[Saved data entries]
- - -

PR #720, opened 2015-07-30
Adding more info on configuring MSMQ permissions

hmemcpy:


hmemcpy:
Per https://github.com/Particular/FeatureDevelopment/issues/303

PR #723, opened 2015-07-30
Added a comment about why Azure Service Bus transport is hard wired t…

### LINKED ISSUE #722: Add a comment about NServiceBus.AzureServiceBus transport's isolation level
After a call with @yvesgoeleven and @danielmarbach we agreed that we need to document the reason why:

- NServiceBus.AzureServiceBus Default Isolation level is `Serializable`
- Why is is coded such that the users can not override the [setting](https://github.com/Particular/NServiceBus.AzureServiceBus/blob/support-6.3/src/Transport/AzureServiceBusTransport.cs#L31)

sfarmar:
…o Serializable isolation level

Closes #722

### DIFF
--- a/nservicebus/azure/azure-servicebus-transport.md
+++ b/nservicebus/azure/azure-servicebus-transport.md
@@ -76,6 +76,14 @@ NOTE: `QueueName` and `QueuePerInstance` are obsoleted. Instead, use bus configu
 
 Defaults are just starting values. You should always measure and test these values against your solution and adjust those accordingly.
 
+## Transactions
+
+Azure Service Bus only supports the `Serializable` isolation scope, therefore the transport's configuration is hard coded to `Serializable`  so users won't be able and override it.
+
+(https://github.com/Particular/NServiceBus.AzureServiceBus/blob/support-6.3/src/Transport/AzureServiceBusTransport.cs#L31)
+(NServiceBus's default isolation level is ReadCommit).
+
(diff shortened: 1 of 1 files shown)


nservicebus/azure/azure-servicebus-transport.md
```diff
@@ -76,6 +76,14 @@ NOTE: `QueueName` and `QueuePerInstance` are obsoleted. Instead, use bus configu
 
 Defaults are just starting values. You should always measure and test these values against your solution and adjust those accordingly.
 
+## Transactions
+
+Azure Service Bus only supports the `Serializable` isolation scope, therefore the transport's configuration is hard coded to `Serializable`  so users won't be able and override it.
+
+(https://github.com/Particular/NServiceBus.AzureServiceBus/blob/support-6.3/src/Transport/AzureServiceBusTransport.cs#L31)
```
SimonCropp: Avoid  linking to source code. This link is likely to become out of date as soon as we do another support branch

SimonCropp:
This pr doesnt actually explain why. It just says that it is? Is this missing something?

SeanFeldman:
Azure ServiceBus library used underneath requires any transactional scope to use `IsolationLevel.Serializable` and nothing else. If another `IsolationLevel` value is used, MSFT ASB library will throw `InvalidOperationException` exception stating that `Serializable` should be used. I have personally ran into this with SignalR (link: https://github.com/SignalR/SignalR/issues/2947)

- - -

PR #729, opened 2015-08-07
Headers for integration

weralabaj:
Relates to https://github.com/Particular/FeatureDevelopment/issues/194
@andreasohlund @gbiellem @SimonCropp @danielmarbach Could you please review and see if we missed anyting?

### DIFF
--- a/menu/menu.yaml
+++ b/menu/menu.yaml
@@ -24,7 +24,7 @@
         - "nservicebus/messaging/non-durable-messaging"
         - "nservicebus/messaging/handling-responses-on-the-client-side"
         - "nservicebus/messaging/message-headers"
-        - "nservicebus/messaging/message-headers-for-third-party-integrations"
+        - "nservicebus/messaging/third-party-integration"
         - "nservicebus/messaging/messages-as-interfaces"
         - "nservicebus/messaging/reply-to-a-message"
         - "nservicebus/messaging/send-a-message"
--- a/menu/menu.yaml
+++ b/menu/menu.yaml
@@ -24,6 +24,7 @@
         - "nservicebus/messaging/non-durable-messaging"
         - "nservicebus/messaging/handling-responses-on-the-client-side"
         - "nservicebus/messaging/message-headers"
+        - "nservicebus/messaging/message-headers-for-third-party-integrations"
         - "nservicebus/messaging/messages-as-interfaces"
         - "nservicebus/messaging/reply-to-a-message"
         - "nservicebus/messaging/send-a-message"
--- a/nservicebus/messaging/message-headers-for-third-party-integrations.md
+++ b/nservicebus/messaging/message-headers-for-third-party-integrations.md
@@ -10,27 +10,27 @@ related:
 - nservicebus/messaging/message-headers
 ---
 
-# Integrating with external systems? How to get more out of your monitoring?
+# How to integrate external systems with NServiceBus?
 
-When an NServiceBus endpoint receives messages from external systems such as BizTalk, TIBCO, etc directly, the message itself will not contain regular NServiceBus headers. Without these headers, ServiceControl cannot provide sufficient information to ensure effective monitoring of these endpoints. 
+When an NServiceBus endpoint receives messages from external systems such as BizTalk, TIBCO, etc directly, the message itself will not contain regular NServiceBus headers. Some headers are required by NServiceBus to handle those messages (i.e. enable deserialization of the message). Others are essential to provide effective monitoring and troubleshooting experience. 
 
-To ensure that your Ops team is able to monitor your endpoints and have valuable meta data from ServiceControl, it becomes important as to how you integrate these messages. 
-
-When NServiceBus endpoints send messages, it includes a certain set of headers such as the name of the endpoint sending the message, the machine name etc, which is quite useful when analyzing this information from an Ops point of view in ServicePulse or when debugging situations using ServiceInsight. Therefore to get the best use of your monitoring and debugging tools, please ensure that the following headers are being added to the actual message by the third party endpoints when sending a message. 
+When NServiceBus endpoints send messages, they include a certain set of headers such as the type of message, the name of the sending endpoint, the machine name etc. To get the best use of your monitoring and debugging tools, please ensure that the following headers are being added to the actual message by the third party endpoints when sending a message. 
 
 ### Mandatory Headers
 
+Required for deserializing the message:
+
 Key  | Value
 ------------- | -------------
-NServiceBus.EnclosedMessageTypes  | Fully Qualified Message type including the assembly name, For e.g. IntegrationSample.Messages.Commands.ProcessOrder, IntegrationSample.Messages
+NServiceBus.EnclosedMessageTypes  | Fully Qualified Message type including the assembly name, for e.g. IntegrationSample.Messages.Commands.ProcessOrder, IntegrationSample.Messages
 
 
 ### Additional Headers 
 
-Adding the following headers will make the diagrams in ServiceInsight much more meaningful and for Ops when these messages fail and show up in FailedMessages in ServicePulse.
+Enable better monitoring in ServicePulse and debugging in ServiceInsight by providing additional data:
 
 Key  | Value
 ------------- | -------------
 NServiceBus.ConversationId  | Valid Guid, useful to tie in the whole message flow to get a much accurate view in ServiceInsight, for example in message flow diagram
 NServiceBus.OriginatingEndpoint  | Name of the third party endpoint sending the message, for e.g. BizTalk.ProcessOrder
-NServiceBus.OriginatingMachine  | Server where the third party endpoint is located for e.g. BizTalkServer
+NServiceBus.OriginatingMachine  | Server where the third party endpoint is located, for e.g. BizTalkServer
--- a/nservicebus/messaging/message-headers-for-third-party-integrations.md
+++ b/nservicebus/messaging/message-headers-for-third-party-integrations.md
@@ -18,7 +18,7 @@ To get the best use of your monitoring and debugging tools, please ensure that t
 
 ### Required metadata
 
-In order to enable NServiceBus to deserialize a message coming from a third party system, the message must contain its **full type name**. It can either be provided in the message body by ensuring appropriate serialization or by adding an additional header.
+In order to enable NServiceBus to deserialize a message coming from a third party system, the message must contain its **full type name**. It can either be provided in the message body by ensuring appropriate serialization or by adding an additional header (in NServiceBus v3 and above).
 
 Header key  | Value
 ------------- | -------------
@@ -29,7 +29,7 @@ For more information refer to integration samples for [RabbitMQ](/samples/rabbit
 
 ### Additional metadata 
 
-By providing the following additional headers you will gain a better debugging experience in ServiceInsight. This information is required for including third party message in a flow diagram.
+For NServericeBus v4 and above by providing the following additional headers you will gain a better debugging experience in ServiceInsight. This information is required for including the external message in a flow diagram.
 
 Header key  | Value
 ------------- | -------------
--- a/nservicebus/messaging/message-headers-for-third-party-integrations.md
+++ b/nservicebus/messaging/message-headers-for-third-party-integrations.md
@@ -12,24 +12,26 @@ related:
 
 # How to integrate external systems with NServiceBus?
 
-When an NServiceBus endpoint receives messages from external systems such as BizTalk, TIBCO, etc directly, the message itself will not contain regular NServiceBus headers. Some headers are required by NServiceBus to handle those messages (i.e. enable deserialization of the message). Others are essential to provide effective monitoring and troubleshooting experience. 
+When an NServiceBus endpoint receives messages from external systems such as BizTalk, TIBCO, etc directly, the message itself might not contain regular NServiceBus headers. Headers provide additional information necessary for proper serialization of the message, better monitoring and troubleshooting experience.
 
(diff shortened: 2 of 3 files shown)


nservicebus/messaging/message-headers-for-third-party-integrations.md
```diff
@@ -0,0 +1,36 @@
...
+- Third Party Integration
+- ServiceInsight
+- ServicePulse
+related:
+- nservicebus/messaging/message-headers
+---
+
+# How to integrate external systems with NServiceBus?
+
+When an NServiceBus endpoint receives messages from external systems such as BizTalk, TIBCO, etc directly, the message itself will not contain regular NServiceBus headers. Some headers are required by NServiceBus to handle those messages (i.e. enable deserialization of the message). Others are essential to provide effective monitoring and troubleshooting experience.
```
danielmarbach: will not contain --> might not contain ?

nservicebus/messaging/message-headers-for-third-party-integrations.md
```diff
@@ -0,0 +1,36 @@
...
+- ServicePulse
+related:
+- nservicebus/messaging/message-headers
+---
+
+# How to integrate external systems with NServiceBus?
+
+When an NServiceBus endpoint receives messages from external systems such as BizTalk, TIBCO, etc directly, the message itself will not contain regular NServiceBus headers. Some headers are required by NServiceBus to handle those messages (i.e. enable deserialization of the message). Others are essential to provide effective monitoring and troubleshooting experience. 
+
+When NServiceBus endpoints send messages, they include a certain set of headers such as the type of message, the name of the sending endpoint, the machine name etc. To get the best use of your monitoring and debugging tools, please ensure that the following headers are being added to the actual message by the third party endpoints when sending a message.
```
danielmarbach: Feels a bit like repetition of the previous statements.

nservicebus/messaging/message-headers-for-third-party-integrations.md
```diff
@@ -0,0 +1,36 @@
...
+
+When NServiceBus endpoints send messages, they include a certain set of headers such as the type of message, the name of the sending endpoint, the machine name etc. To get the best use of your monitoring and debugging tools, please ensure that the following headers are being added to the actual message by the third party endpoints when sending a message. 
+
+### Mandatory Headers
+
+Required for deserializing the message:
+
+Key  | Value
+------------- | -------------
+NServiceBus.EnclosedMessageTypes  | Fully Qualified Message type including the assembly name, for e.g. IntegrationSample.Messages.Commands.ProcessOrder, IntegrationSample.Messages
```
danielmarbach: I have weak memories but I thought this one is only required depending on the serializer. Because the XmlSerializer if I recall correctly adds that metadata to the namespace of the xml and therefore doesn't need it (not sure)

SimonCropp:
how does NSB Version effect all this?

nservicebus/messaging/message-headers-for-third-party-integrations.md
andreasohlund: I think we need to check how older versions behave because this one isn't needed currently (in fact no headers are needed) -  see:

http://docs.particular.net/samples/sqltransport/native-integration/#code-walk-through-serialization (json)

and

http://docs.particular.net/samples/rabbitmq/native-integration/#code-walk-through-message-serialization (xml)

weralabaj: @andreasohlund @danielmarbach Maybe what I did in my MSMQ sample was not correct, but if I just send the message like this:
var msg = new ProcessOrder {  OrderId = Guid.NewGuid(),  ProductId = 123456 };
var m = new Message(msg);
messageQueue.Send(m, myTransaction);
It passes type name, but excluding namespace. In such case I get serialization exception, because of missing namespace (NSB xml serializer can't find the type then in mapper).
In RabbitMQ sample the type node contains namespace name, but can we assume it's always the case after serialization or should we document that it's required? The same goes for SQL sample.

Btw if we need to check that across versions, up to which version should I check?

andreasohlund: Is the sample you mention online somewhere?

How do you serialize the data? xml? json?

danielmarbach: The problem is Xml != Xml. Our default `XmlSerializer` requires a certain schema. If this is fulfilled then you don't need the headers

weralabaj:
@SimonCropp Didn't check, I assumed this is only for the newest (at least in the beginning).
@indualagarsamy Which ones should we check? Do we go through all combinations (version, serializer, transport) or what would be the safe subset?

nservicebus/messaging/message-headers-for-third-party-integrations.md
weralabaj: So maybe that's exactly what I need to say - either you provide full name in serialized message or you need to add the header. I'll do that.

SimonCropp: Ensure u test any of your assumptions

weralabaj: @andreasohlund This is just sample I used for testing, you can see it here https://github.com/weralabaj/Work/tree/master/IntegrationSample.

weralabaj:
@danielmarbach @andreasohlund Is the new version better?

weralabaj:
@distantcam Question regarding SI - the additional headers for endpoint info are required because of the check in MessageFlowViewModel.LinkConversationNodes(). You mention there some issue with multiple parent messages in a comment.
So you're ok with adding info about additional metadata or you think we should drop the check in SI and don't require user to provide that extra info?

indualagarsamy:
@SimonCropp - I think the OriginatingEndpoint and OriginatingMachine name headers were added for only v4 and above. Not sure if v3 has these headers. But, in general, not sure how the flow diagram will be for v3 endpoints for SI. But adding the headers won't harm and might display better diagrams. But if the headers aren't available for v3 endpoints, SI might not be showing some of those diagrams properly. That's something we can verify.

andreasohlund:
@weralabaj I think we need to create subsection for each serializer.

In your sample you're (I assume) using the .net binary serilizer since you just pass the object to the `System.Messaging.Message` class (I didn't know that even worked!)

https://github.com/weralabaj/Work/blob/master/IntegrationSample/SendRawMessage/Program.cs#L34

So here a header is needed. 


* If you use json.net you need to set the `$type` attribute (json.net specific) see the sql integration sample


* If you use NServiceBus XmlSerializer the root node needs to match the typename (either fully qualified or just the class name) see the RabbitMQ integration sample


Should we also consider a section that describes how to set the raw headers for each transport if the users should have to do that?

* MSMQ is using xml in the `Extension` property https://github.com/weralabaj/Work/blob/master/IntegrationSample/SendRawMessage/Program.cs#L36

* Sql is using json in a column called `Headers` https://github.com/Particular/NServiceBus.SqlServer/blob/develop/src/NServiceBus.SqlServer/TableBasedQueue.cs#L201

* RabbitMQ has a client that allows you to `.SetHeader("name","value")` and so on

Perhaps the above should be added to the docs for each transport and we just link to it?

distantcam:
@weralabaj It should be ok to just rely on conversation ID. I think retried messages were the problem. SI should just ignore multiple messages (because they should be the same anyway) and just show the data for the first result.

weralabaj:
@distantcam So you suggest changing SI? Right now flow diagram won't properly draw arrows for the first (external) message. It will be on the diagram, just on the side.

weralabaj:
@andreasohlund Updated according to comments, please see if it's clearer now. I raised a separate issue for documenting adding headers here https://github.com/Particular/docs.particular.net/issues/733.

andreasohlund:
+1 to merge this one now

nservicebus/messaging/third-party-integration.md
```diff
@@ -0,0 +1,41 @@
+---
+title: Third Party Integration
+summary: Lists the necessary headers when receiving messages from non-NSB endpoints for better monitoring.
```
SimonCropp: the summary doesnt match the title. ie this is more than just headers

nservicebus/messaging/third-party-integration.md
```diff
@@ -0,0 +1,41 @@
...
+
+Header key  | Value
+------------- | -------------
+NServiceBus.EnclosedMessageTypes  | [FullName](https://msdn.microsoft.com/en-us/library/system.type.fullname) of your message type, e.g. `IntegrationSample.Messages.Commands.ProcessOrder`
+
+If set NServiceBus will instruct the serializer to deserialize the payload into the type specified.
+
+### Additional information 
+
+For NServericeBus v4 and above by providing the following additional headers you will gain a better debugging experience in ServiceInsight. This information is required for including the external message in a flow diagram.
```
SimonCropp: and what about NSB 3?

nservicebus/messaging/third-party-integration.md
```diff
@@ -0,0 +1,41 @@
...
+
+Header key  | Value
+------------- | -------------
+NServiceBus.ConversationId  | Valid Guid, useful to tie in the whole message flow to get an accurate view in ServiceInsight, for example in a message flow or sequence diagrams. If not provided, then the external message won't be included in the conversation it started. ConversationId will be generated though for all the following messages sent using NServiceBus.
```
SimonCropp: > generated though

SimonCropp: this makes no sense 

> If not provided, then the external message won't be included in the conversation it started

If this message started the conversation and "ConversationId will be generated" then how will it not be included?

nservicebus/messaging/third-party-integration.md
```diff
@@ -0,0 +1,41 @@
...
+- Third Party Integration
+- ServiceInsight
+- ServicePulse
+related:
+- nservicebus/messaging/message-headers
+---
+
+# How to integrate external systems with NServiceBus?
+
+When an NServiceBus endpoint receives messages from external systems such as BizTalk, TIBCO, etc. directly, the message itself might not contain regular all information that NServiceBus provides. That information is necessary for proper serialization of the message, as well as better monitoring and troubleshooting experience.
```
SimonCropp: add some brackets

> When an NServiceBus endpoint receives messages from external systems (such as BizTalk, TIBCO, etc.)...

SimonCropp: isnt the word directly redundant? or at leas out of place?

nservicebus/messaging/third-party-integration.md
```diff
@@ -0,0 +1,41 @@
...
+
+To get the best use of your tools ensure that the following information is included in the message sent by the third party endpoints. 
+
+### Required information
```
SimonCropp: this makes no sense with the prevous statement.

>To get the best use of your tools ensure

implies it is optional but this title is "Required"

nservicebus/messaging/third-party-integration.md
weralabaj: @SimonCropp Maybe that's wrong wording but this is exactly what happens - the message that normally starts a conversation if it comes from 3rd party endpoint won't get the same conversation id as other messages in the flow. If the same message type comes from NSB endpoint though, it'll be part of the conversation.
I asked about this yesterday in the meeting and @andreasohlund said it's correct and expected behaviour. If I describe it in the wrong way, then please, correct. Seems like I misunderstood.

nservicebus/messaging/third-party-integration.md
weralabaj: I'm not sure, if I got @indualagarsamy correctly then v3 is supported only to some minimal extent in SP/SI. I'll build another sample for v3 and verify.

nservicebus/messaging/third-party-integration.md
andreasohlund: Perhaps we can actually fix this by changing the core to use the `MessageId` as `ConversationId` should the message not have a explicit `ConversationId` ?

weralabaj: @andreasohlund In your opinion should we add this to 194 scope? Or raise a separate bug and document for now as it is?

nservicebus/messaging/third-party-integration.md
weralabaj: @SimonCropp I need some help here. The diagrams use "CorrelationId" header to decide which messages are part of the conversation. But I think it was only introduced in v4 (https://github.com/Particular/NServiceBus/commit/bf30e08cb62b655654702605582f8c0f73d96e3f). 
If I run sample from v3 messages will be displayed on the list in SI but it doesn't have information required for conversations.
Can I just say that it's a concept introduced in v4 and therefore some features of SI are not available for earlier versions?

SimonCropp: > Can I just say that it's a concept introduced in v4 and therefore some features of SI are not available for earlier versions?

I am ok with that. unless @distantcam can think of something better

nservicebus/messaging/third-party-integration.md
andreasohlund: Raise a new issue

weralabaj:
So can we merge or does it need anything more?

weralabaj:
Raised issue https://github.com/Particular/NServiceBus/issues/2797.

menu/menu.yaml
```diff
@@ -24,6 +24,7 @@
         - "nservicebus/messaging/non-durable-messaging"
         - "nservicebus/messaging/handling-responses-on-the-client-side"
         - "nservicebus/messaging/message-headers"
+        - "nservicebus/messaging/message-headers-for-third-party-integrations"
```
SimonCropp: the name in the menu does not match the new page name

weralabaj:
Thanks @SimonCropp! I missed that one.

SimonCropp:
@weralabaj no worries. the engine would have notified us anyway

- - -

● TASK DETAILS
Copy out, word for word, the part of the entries above that begins at the line with "PR #720, opened 2015-07-30" and ends at the line with "Added a comment", including both.

● PROBLEM SOLUTION
PR #720, opened 2015-07-30
Adding more info on configuring MSMQ permissions

hmemcpy:


hmemcpy:
Per https://github.com/Particular/FeatureDevelopment/issues/303

PR #723, opened 2015-07-30
Added a comment about why Azure Service Bus transport is hard wired t…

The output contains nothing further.